§ **Instructions for the task**: Find every line in the records below that contains "fails", and copy it.

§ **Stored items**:
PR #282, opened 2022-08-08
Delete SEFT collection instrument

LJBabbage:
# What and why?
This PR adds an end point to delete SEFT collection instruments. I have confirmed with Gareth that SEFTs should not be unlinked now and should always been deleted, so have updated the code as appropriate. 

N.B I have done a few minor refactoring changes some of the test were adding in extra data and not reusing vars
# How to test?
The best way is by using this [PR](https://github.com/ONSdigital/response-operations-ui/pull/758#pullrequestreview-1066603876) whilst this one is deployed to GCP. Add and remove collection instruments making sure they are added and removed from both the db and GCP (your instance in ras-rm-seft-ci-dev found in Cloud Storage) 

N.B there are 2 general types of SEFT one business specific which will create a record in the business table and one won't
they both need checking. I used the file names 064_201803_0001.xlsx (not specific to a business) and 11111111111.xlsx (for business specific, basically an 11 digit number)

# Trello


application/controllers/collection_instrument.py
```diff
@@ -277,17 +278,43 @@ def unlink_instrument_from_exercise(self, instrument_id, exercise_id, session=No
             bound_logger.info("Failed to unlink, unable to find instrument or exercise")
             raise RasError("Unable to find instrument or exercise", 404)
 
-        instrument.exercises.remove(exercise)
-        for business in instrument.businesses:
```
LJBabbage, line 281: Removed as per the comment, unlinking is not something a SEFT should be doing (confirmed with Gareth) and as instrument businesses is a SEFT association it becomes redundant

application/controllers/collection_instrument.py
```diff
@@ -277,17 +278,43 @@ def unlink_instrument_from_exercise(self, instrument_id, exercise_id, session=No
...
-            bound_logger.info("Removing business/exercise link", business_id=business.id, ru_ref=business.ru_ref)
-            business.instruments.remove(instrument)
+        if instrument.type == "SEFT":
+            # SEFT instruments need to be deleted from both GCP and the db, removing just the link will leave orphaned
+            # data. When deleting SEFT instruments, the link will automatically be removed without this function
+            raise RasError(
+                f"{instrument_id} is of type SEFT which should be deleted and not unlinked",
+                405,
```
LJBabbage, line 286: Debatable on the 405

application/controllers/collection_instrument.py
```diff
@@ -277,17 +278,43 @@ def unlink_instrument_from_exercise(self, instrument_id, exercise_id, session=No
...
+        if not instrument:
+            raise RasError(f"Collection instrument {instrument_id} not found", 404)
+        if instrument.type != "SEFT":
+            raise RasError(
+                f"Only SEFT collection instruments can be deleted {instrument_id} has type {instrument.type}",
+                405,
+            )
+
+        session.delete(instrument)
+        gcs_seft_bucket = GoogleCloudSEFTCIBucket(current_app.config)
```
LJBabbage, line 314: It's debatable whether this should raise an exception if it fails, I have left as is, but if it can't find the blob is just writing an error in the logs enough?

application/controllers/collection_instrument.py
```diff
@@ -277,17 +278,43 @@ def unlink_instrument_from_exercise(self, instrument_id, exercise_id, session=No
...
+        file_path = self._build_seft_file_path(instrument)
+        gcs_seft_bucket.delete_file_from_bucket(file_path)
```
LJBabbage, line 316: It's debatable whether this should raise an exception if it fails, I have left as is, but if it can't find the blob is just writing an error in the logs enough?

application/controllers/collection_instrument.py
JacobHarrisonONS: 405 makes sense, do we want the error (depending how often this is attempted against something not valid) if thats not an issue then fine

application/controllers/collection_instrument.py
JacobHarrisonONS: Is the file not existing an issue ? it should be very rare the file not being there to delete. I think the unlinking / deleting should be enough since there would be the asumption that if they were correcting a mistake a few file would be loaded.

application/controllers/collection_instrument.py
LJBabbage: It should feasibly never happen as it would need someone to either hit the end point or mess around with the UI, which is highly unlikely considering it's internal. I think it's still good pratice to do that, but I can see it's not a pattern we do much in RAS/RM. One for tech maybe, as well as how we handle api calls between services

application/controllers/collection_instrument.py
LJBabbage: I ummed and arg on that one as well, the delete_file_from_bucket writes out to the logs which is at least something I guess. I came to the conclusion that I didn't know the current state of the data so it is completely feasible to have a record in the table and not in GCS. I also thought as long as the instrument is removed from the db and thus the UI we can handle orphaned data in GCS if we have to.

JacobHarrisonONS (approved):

§ **Answer box**:
LJBabbage, line 314: It's debatable whether this should raise an exception if it fails, I have left as is, but if it can't find the blob is just writing an error in the logs enough?
LJBabbage, line 316: It's debatable whether this should raise an exception if it fails, I have left as is, but if it can't find the blob is just writing an error in the logs enough?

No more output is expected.